Action item: Search the records for lines that contain the word "user". Copy them all.

Data under study:
* * * *
PR #7279, opened 2024-11-25
https://issues.redhat.com/browse/ACM-15857 - namespace and clusterName must match in ClusterInstance

amolnar-gh:


achuzhoy (approved):

mce_acm_integration/siteconfig/siteconfig_install_clusters.adoc
```diff
@@ -182,26 +182,29 @@ spec:
...
       [...]
 ----
 <1> The `namespace` in the `ClusterInstance` custom resource must match the target namespace that you defined.
 <2> Reference the `name` of one or more extra manifests `ConfigMap` objects.
 <3> Reference the `name` of your pull secret.
-<4> Reference the `name` of the cluster-level templates under the `spec.templateRefs` field. The `namespace` must match the namespace where the Operator is installed.
-<5> Reference the `name` of the BMC secret.
-<6> Reference the `name` of the node-level templates under the `spec.nodes.templateRefs` field. The `namespace` must match the namespace where the Operator is installed.
+<4> The value of the `clusterName` field in the `ClusterInstance` custom resource must match the value of the `namespace` field.
+<5> Reference the `name` of the cluster-level templates under the `spec.templateRefs` field. The `namespace` must match the namespace where the Operator is installed.
```
sakhoury: The namespace requirement here is only if the user wants to apply the default cluster-level installation template.

mce_acm_integration/siteconfig/siteconfig_install_clusters.adoc
```diff
@@ -182,26 +182,29 @@ spec:
...
+<6> Reference the `name` of the BMC secret.
+<7> Reference the `name` of the node-level templates under the `spec.nodes.templateRefs` field. The `namespace` must match the namespace where the Operator is installed.
```
sakhoury: Same here, the namespace requirement here is only if the user wants to apply the default node-level installation template. For example, the user may reference their own templates which can exist in other namespaces.

jc-berger (approved):
/lgtm

PR #7288, opened 2024-11-26
https://issues.redhat.com/browse/ACM-11974--small edits to catch up

swopebe:


clusters/install_upgrade/install_disconnected.adoc
```diff
@@ -3,7 +3,7 @@
 
 You might need to install the {mce-short} on {ocp} clusters that are not connected to the Internet. The procedure to install on a disconnected engine requires some of the same steps as the connected installation.
 
-*Important:* You must install {mce-short} on a cluster that does not have Red Hat Advanced Cluster Management for Kubernetes earlier than 2.5 installed. The {mce-short} cannot co-exist with Red Hat Advanced Cluster Management for Kubernetes on versions earlier than 2.5 because they provide some of the same management components. It is recommended that you install {mce-short} on a cluster that has never previously installed Red Hat Advanced Cluster Management. If you are using Red Hat Advanced Cluster Management for Kubernetes at version 2.5.0 or later then {mce-short} is already installed on the cluster with it.
+*Important:* Install {mce-short} on a cluster that does not have {acm-short} installed because the two products provide some of the same management components. Install {mce-short} on a cluster that has never previously installed {acm-short}. If you are using {acm-short} version 2.5.0 or later, {mce-short} is already installed on your cluster.
```
amolnar-gh: A small suggestion depending on who's doing the installation. I see it was phrased similarly before the change but it doesn't sound right that the cluster installs RHACM, however, I could be missing context/knowledge :) 
```suggestion
*Important:* Install {mce-short} on a cluster that does not have {acm-short} installed because the two products provide some of the same management components. Install {mce-short} on a cluster that has never had {acm-short} previously installed. If you are using {acm-short} version 2.5.0 or later, {mce-short} is already installed on your cluster.
```

amolnar-gh (approved):
One small comment but feel free to ignore if it doesn't make sense.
* * * *
Solution to the exercise:
sakhoury: The namespace requirement here is only if the user wants to apply the default cluster-level installation template.
sakhoury: Same here, the namespace requirement here is only if the user wants to apply the default node-level installation template. For example, the user may reference their own templates which can exist in other namespaces.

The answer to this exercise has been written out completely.